There are other patch matching algorithms. One starts by completely filling in the target with random guesses from the corpus. Then the target is processed in a raster scan (scan line) order, again matching patches. A simple distance measure is used between patches. Processing in raster order lets the algorithm reuse some of computations for pixels above and to the left. Completely filling in the initial target lets the algorithm use square, vectorizable patches. The simple distance measure is also vectorizable.
(I briefly explored vectorization of the resynthesizer code. There are some remnants in the repository.)
You may also be interested in 'bidirectional similarity', which uses patch matching (and supplements it.)

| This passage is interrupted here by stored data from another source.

PR #4225, opened 2025-12-18
Add tracing feature flag

laggui:
### Checklist

### Changes

Added `tracing` feature flag so it is not directly tied to std usage

### DIFF
--- a/crates/burn-autodiff/Cargo.toml
+++ b/crates/burn-autodiff/Cargo.toml
@@ -15,15 +15,15 @@ version.workspace = true
 workspace = true
 
 [features]
-default = ["std"]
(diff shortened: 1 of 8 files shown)


crutcher:
Can I argue against doing this? I've been working on exploiting the `tracing/max_level_???` machinery that is already built into `tracing`.

Please take a look at the example/readme/Cargo.toml in:
https://github.com/tracel-ai/cubecl/pull/1112

laggui:
Copying my response from discord since you cross-posted..

> I still think having tracing as an optional dependency is desirable. `tracing/max_level_*` still requires tracing to exist in the dep graph and the macro will still expand (but just compile to no-ops) if I understand correctly.
>
> So they are orthogonal in mechanism, but complementary when used together.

The algorithm might be better than other algorithms because it uses two kinds of patches: shotgun and regular patches. The shotgun kind of patch is more complicated to implement, but might give better results in the early stages of the algorithm, and the overall result might depend on the quality of the early results.

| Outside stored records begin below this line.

PR #4230, opened 2025-12-19
Fix panic for Expand onnx operation with scalar input

GregorySech:
This pull request fixes a panic that occurred when the ONNX Expand operation receives a scalar input instead of a tensor. The fix properly handles scalar inputs by converting them to rank-1 tensors during code generation.

### Checklist

### Related Issues/PRs

Fixes https://github.com/tracel-ai/burn-onnx/issues/7

### Changes

- Modified type inference in `ExpandProcessor::infer_types` to accept scalar inputs and propagate their data types
- Updated code generation in `ExpandNode::forward` to convert scalar inputs to rank-1 tensors with appropriate tensor kinds (Float, Int, Bool)
- Added comprehensive test coverage including unit tests and an end-to-end ONNX model test

### Testing

1. burn-import/onnx-tests/tests/expand/expand_scalar.py generates expand_scalar.onnx, an ONNX graph in the fashion of expand_tensor but with a scalar as input. 
2. The expand_scalar test checks that the output of the model generated from expand_scalar.onnx has the correct shape.
3. Code gen tests


GregorySech:
I created this pull request to get a bit of feedback. I think I should extract the logic to create the temporary Tensor for the scalar.
I'm also unsure if it's okay to just use' burn::tensor::Int' for all those different specialisations of' int'. Same for floating point types.

laggui:
CC'ing @antimora since you self-assigned the linked issue.

antimora:
> I created this pull request to get a bit of feedback. I think I should extract the logic to create the temporary Tensor for the scalar. I'm also unsure if it's okay to just use' burn::tensor::Int' for all those different specialisations of' int'. Same for floating point types.

I think for this one it's better if make changes on your PR directly because there are a few things to consider. This is related to tensor creation with dtype

GregorySech:
> > I created this pull request to get a bit of feedback. I think I should extract the logic to create the temporary Tensor for the scalar. I'm also unsure if it's okay to just use' burn::tensor::Int' for all those different specialisations of' int'. Same for floating point types.
> 
> I think for this one it's better if make changes on your PR directly because there are a few things to consider. This is related to tensor creation with dtype

@antimora let me know if you have any directions that I should implement. 
I guess that tensor creation from a dtype based on a scalar might be somewhat useful for other ops.

antimora:
@GregorySech sorry I thought I could handle it before my travels (be back on 20th). 

Recently I have discovered that tensor creation from native value was defaulting to backends default dtype. You need to make sure you pass scalars dtype when creating a tensor from native scalar. You can find some existing examples. @laggui is also aware of this issue. 

Please proceed with this PR and assume I am not working on it. I will have access to my computer after Jan 20th. 

Thank you for your contribution.

GregorySech:
Hi, wait for the merge, i need to push a fix to handle the corner case where onnx cannot infer the rank of the output but the input is scalar. Currently it’s still panicing but it can be handled

crates/burn-onnx/src/burn/node/expand.rs
```diff
@@ -15,37 +15,57 @@ impl NodeCodegen for onnx_ir::expand::ExpandNode {
...
+                _ if dtype.is_float() => quote! {},
+                _ => quote! { , Int },
+            };
+            let init = quote! {
+                let input = Tensor::<B, 1 #kind>::from_data_dtype(
+                    burn::tensor::TensorData::from([#input]),
+                    &*self.device,
+                    #dtype_tokens
+                );
+            };
```
laggui, line 35: Why not use `Tensor::<B, 1, #kind>::full` instead? Just a small suggestion.

laggui (changes requested):
> Hi, wait for the merge, i need to push a fix to handle the corner case where onnx cannot infer the rank of the output but the input is scalar. Currently it’s still panicing but it can be handled

Sounds good! Will request changes just to block any accidental merge :smile: 

Otherwise the current changes LGTM

antimora:
closing this in favor of https://github.com/tracel-ai/burn-onnx/pull/41. Now all onnx related stuff: https://github.com/tracel-ai/burn-onnx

The algorithm also implements several kinds of ordering or direction for the "random" search. For example it can fill in the target from the outside in, still randomly, but not totally randomly. A user can often choose a direction that gives better apparent results.
The plugins use the algorithm (built as a library) but the plugins specialize the use of the algorithm i.e. choose parameters of the algorithm, especially the target and corpus. Most plugins take one image and separate it into an appropriate target and corpus image, based on the selection or other criteria. For example, the "Heal Selection" plugin creates the target as the selection, and creates the corpus from a frisket around the selection.
The algorithm does not create any new colors. It does change the color for pixels in the target. But all colors come from pixels in the corpus. Other algorithms may fabricate new colors, similar to dithering. Another way of saying it is, if the image were to use 8-bit indexed colors, then the color map and count of distinct colors is not changed by the algorithm. But also read about encoding and accuracy.
Internally, the algorithm uses 8-bit encoding i.e. depth. This reduces the memory required, and increases the speed.
Images of higher bit-depth are copied and converted to 8-bit depth before being passed to the algorithm.
The original images retain their encoding. But the algorithm writes back colors of lower-bit depth to the target area of the images. This means a loss of accuracy in the target area, since the low-order bits will be fabricated as zeroes. The target can be a portion of the result image (the selection) or the entire result image.
You should not use Resynthesizer plugins when you want to retain accuracy, say for scientific uses. The Resynthesizer plugins "doctor" images artificially, in the pejorative sense.
An enhancement to the Resynthesizer would be to write back the exact colors from the corpus (retaining all bits of accuracy) into the target area of the target image, based on the coordinates of the best matching pixel in the corpus. But the Resynthesizer does not now do that. This enhancement would not alter the fact that the Resynthesizer "doctors" an image artificially.
Since Resynthesizer v3, the plugins will work on images of mode "Indexed" i.e. using a palette. The results may not be what you would expect, except for palettes where the order of colors in the palette is perceptual. For example, for a grayscale or monotone palette. In other words, nearby colors in the palette must be perceptually similar.
In Resynthesizer v2, you could not even invoke the plugins on an image of mode Indexed.
When the order of colors in the palette is not perceptual, for example for an image with a mix of red, green, blue colors, you should convert an image of mode Indexed to mode RGB, use the Resynthesizer, then convert back to mode Indexed.